Overall, it seems like the algorithm is well thought-out and takes into account various scenarios that can arise in matching ingredients and units between a recipe and a nutritional database.

It seems that the system tries to extract the quantity and unit of an ingredient in a recipe. To do so, it uses NER to extract entities, including numbers and units. However, in some cases, NER fails to detect units or may extract incorrect units. In these cases, the system applies heuristics to identify the correct units, such as searching for known units in the ingredient phrase or using the most frequent unit for a particular ingredient. After identifying the quantity and unit of an ingredient, the system merges the recipe data and nutrition data on the unit and calculates the nutrition profile of each ingredient by multiplying the nutrition profile by the quantity of the ingredient.

IV. RESULTS

It seems that the authors of the paper have developed a protocol to estimate the nutritional profiles of recipes by mapping their ingredients to the USDA dataset. They used heuristics to match the ingredient names and units, and they were able to map 94.49% of the unique ingredients from the recipes to the USDA dataset. They also evaluated the validity of their matching using a subset of the most frequent ingredients, achieving an accuracy of 71.6%.

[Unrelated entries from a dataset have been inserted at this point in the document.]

PR #2014, opened 2018-12-10
[tensorflow] Speculative fix to get at least one successful build.

Dor1s:
//cc @mihaimaruseac

### DIFF
--- a/infra/gcb/build_project.py
+++ b/infra/gcb/build_project.py
@@ -20,7 +20,7 @@ from oauth2client.client import GoogleCredentials
 from oauth2client.service_account import ServiceAccountCredentials
 from googleapiclient.discovery import build
 
-BUILD_TIMEOUT = 10 * 60 * 60
+BUILD_TIMEOUT = 20 * 60 * 60
 
 FUZZING_BUILD_TAG = 'fuzzing'
 
--- a/infra/gcb/build_project.py
+++ b/infra/gcb/build_project.py
@@ -20,7 +20,7 @@ from oauth2client.client import GoogleCredentials
 from oauth2client.service_account import ServiceAccountCredentials
 from googleapiclient.discovery import build
 
-BUILD_TIMEOUT = 20 * 60 * 60
+BUILD_TIMEOUT = 10 * 60 * 60
 
 FUZZING_BUILD_TAG = 'fuzzing'
 
--- a/projects/tensorflow/project.yaml
+++ b/projects/tensorflow/project.yaml
@@ -3,3 +3,9 @@ primary_contact: "mihaimaruseac@google.com"
 auto_ccs:
  - "dga@google.com"
  - "frankchn@google.com"
+
+fuzzing_engines:
+  - libfuzzer
+
+sanitizers:
+  - address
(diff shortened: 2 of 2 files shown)


projects/tensorflow/project.yaml
```diff
@@ -3,3 +3,9 @@ primary_contact: "mihaimaruseac@google.com"
 auto_ccs:
  - "dga@google.com"
  - "frankchn@google.com"
+
```
inferno-chromium: no need of empty line, same before sanitizers.

infra/gcb/build_project.py
```diff
@@ -20,7 +20,7 @@
 from oauth2client.service_account import ServiceAccountCredentials
 from googleapiclient.discovery import build
 
-BUILD_TIMEOUT = 10 * 60 * 60
+BUILD_TIMEOUT = 20 * 60 * 60
```
inferno-chromium: maybe even 30 minutes is ok ?

mihaimaruseac: The build takes around 2 hours on local docker container :(

Dor1s: These are hours :)

projects/tensorflow/project.yaml
Dor1s: Done!

infra/gcb/build_project.py
Dor1s: Yeah, but we build several configurations, and the cloud builder is likely a bit less powerful than our desktops :)

Just give me a second to double check something in the logs. I think I won't increase this timeout limit, actually.

Dor1s: Yeah, remove this. Let's see if we can build a single configuration and how long it takes. Then we'll think what we should do next.

Dor1s:
The build succeeded, though it took 7 hours to be produced. We're using the most powerful Cloud Builder machines, so there isn't much we can do to optimize the things on our end. We probably can bump build timeout from 10hr to e.g. 20hr, that would allow us to enable one or two more configs (e.g. UBSan and MSan), but I'm not sure if we should go that way. @mihaimaruseac @inferno-chromium @oliverchang what do you guys think?

mihaimaruseac:
Let's not go that way at the moment, I'll be working on speeding up build / reducing amount of stuff that needs to be compiled in the next quarter and we'll revise then.

Thank you

inferno-chromium:
@mihaimaruseac - thanks!

Dor1s:
We've had a successful build over the past week, but I don't see any stats / logs on CF. @oliverchang are the build archives too large?

mihaimaruseac:
Might also be because coverage build is failing, I'm looking into it now

Dor1s:
No, coverage build failure won't be an issue here, it doesn't affect fuzzing.

oliverchang:
FYI we were seeing some issues with disk space, as there are 16 targets at 1.5GB each. I've increased the disk space for tensorflow bots to see if this fixes it, but if the size of the binaries could be reduced that would be awesome.

mihaimaruseac:
Reducing size of binaries will take a while. But I could skip a few of the fuzzers for now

To further assess the performance of their protocol, they analyzed the percentage of ingredients in a recipe that could be mapped to their nutritional profiles in the USDA dataset. The results showed that their protocol was able to map a significant proportion of ingredients to their nutritional profiles, although the main problem was matching the units of ingredients to appropriate units in the USDA dataset.

Conclusion

The authors of the study utilized NER (Named Entity Recognition) with Jaccard Similarity and Unit Mapping to accurately estimate the nutritional profiles of a vast database containing over 118,000 recipes, despite the presence of noisy and diverse data. They demonstrated that the proposed protocol is resilient, adaptable to any nutritional database, and straightforward to replicate, successfully addressing one of the primary challenges faced by food recommendation systems and dietary analyses. The authors have made their code available on Github, and they emphasize that their system provides a reliable approximation of food\'s nutritional value. Furthermore, as nutritional composition tables are updated, their heuristics will improve without necessitating any modifications.

References

The following is a list of references cited in a research article related to nutritional profiling of recipes using NER with Jaccard similarity and unit mapping: [1] Batra, D., Diwan, N., Upadhyay, U., Kalra, J. S., Sharma, T., et al. (Preprint). RecipeDB: A Resource for Exploring Recipes. [2] Al-Maghrabi, R. (2013). Measuring Food Volume and Nutritional Values from Food Images. (Doctoral dissertation, Universit d\'Ottawa/University of Ottawa). [3] Schakel, S. F., et al. (1997). Procedures for estimating nutrient values for food composition databases. Journal of Food Composition and Analysis, 10(2), 102-114. [4] Bognr, A., & Piekarski, J. (2000). Guidelines for recipe information and calculation of nutrient composition of prepared foods (dishes). Journal of Food Composition and Analysis, 13(4), 391-410. [5] Finkel, J. R., Grenager, T., & Manning, C. (2005). Incorporating Non-local Information into Information Extraction Systems by Gibbs Sampling. Proceedings of the 43rd Annual Meeting of the Association for Computational Linguistics, 363-370. [6] Loper, E., & Bird, S. (2002). NLTK: The Natural Language Toolkit. arXiv preprint cs/0205028. [7] Niwattanakul, S., et al. (2013). Using of Jaccard coefficient for keywords similarity. Proceedings of the International Multiconference of Engineers and Computer Scientists, 1(6). [8] Lynch, F. T. (2010). The Book of Yields: Accuracy in Food Costing and Purchasing, 8th Edition.

Copyright

Copyright © 2023 Rangu Vamshi, Muppa Sai Vinay, Parameswar Sanjana Karthika, Ms. Vinayaka Prashanthi. This is an open access article distributed under the Creative Commons Attribution License, which permits unrestricted use, distribution, and reproduction in any medium, provided the original work is properly cited.